Bats in the Baño

So there I was at this house on the edge of the jungle off of the river. It was a 40 minute extremely eventful (10 people in a tiny boat) panga ride from Bluefields. The property was really nice, like an off the grid living dream come true. Anyways, we chopped down some coconuts and drank the water inside. It was delicious but moments later I realized I had to utilize the, um, facilities. The outdoor baño was actually quite nice. It was clean but had two large elevated holes, underneath which you could not see. I had to choose one and went right. During this time I happened to look over into the hole opposite the one I chose and something was emerging… BATS! That is right, bats were emerging from the baño. I remained still as three flew out and around my head before flying upward toward an opening in the ceiling. Luckily I had gotten my rabies vaccines before departing Florida and, to be honest, they were actually cute, the bats. This was just one of the many adventures I had the pleasure of going on during my first week with blueEnergy.

This is how it is done - collecting coconuts
This is how it is done – collecting coconuts
This is THE Baño
  This is THE Baño
COPRAJ view from behind
COPRAJ view from behind

The home we were visiting is actually Centro Ocupacional de Prevención y Reinserción para Adolescentes y Jovenes (COPRAJ). A local couple founded COPRAJ as a multi-faceted solution to at risk youths from Bluefields. In addition to building skills, crafts, music, and family, the youths are taught the valuable skill of permaculture farming. This type of farming is holistic by design, considering the natural interactions of plants and animals and working with them to yield bountiful harvest whilst maintaining the integrity of the land and preventing the monocultures that are too often found with traditional farming and agriculture. Waste is actually not waste at all – it is a resource. We learned this firsthand at another site visit to FUNCOS.

FUNCOS is a larger scale permaculture farm situated just at the edge of Bluefields. We did not have to take a panga to get there but did arrive via the back of a truck with rails (such a fun ride). We were greeted upon arrival and taken around the farm to see the way in which the plants were situated so as one would provide shade to another that required it, for example. The main event at FUNCOS was the composting demonstration. The farm composts all leftover plants and food and, as an added bonus, collects manure from local residents and smaller farms that produce it (no waste indeed). Once the compost becomes ready, the farmers at FUNCOS fill small bags with it and plant baby trees and plants. These plants are either sold to generate funds or are donated to other farms. We set off to work on filling bags with compost and planting small citrus trees following – it was definitely dirty work but we were all proud to lend a hand.

Filling bags with compost to plant saplings.
Filling bags with compost to plant saplings.

Speaking of permaculture farming, blueEnergy has their very own permaculture garden that I was given the option of learning about and actively participating in during my downtime. I am so excited to learn the techniques and should be starting relatively soon.
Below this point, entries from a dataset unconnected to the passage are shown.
PR #228, opened 2020-01-10
Clarify the show, hide and toggle command line options

Abestanis:
I propose to add a `-thunderbird` suffix to the name of the three command line options, to prevent confusion about their meaning. This shouldn't really affect anybody, since these commands were added only two days ago.

`--toggle` → `--toggle-thunderbird`
`--show` → `--show-thunderbird`
`--hide` → `--hide-thunderbird`

### DIFF
--- a/src/birdtrayapp.cpp
+++ b/src/birdtrayapp.cpp
@@ -9,9 +9,9 @@
 #include "windowtools.h"
 
 #define SINGLE_INSTANCE_SERVER_NAME "birdtray.ulduzsoft.single.instance.server.socket"
-#define TOGGLE_THUNDERBIRD_COMMAND "toggle-thunderbird"
-#define SHOW_THUNDERBIRD_COMMAND "show-thunderbird"
-#define HIDE_THUNDERBIRD_COMMAND "hide-thunderbird"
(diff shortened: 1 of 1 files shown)


gyunaev:
Please no:

- Changing command-line options after they are published is bad practice;
- Making them longer makes no sense as there is no potential for confusion.

Abestanis:
I agree that renaming command line options is generally a bad idea, but in this case we didn't really publish a release. As I mentioned, they were only merged into master two days ago.

I believe there is a potential for confusing. Without reading the help message it is unclear what the `toggle` command toggles. It will also be very confusing if we add another command line option to toggle something else within Birdtray.
The same goes for the other two. If we implement #96, people might think they need to run `birdtray --show` to make the tray icon visible again.

gyunaev:
As Linux user one thing I really dislike is to type really long command-lines when unnecessary. 
rm --remove-directories-too --force-removing-them-if-not-empty - no thanks.

Abestanis:
Would you be ok with `show-tb` etc.?

gyunaev:
I'd be even better with -s, -H and -t :)

Abestanis:
I can add these too, give me a sec.

PR #233, opened 2020-01-21
Add setting to hide the Birdtray icon if no new mail is present

### LINKED ISSUE #96: Only show systray icon if there are new messages

Abestanis:
Resolves #96. This adds a new option in the advanced tab, which is disabled by default.
If enabled, the Birdtray system icon is hidden, if no new mails are detected. It will also be hidden if the user uses the snooze feature, is that ok with you @gyunaev?

If the Birdtray icon is hidden, one can access the setting to turn off the option by starting a second instance of Birdtray with the `--settings` parameter. Note that just starting Birdtray without a parameter does nothing.

<details>
<summary>New setting in the advanced tab</summary>

Advanced settings tab
</details>


Abestanis:
Looks like Qt has changed their online installer again, so the Windows builds time out.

Permaculture demonstration garden at blueEnergy
Permaculture demonstration garden at blueEnergy

The aforementioned site visits were, predominately, focused on permaculture and organizations that blueEnergy works with but we did take a few trips round the city of Bluefields to see some of other aspects of blueEnergy’s involvement in the city. The first stop was a mechanized well that was integrated into a local school. The well provides the children with safe, potable water and is an extreme asset to the students and staff’s health and hygiene. A nice young gentleman gave us a demonstration as he cranked up the well and got himself a clean drink of water. The mechanized well is important as so many around the city are “hand dug,” which leaves them open (literally) to all sorts of contamination. If the wells are not dug deep enough they can become contaminated with human waste from nearby latrines. If the wells are not protected, hosts of contaminants (to include dead animals) can infiltrate the water along with runoff and pathogens. We were able to see a hand dug well, a completed mechanized well, and a mechanized well in progress wherein we were given the rundown on how the machinery works and necessary depths to which one must drill. Preventing contamination regardless the well type is key in sanitation and hygiene. Dry latrines, such as those developed by blueEnergy, are a way of doing so. The human excreta is confined from contaminating local water sources. We were able to visit the home of a blueEnergy dry latrine recipient and it was quite impressive – clean, lacking odor, and efficient. The family said that they have two containers and can go 18 months before having to replace just one.

You can see the potential for contamination with this well
  You can see the potential for contamination with this well
Latrines over water
Latrines over water

This is just the beginning of the blueEnergy adventures but it is nice knowing that no matter where we go or how tired we are, the amazing ladies in the blueEnergy kitchen always have a delicious creation awaiting us.